Why is olive oil so expensive now?


There’s something different lately about the olive oil that Michelle Spangler buys, bottles and infuses with flavors like basil and blood orange for her Dallas store. It’s not the taste but the cost: Global olive oil prices have soared to record levels, more than doubling over the past year.

Ms. Spangler has an agreement with her store’s supplier that protects her against such rapid price increases, but she still expects to pay up to 20 percent more. She plans to raise prices 10 to 15 percent at her store, Infused Oils & Vinegars, early next year.

“It’s not a cheap product,” Ms. Spangler said, “and that will probably cause some of my customers to lose that line of products in my store.”

Like oil that comes from the earth, olive oil is a globally traded product, and events in one part of the world impact faraway places. Drought in Spain, the world’s largest olive oil producer, has devastated recent harvests, and bad weather has affected olive crops in other major producers such as Italy, Greece and Portugal. The United States imports almost all of the olive oil it consumes, mainly from Spain and Italy.

The result is that prices are rising to dizzying heights, well above $9,000 per metric ton, seeping through more expensive bottles of the oil that have become a fixture in many American homes, used for cooking and sprinkle foods associated with a healthy diet. Mediterranean diet. A 750-milliliter bottle of Bertolli extra virgin olive oil that cost about $9 at the supermarket last October costs about $11 today, an increase of nearly 22 percent, according to IRI, a data provider.

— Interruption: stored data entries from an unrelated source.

PR #3650, opened 2024-05-24
feat(spans): Extracts Queue tags and measurements from transaction trace context 

edwardgou-sentry:
Updates the "create span from transaction" code path to extract:
- `messaging.destination.name` and `messaging.message.id` as tags from `contexts.trace.data`
- `messaging.message.receive.latency`, `messaging.message.body.size`, and `messaging.message.retry.count` from `contexts.trace.data`

only for Queue transactions.

#skip-changelog

### DIFF
--- a/relay-event-normalization/src/normalize/span/tag_extraction.rs
+++ b/relay-event-normalization/src/normalize/span/tag_extraction.rs
@@ -187,7 +187,8 @@ pub fn extract_span_tags(event: &Event, spans: &mut [Annotated<Span>], max_tag_v
     // TODO: To prevent differences between metrics and payloads, we should not extract tags here
     // when they have already been extracted by a downstream relay.
     let shared_tags = extract_shared_tags(event);
-    let shared_measurements = extract_shared_measurements(event);
+    let segment_tags = extract_segment_tags(event);
+    let segment_measurements = extract_segment_measurements(event);
     let is_mobile = shared_tags
         .get(&SpanTagKey::Mobile)
         .is_some_and(|v| v.as_str() == "true");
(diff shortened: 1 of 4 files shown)


iambriccardo (approved):
LGTM

phacops (commented):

Southern Europe, which accounts for more than half of the world’s olive oil production, is to olive oil what the Middle East is to crude oil. AND Things don’t look good for the next European harvest, which began this month: the European Commission recently said that olive oil production in Spain, Italy and other European Union countries would recover only slightly from last season’s 40 percent drop, which would limit supplies and drive up prices.

Olive oil has become so expensive that it has attracted criminal gangs, with some particularly brazen thefts from farms and factories in Spain and Greece.

“Consumers are just going to face higher prices,” said Shawn Addison, owner of Olive Oil Source, an olive oil wholesaler in California that supplies grocery stores and restaurants.

In July, Addison received an email from her largest supplier, which sources its oil from Australia and California, informing her that the price of wholesale olive oil was rising more than 30 percent, effective immediately. Soon after, its second and third largest suppliers followed suit.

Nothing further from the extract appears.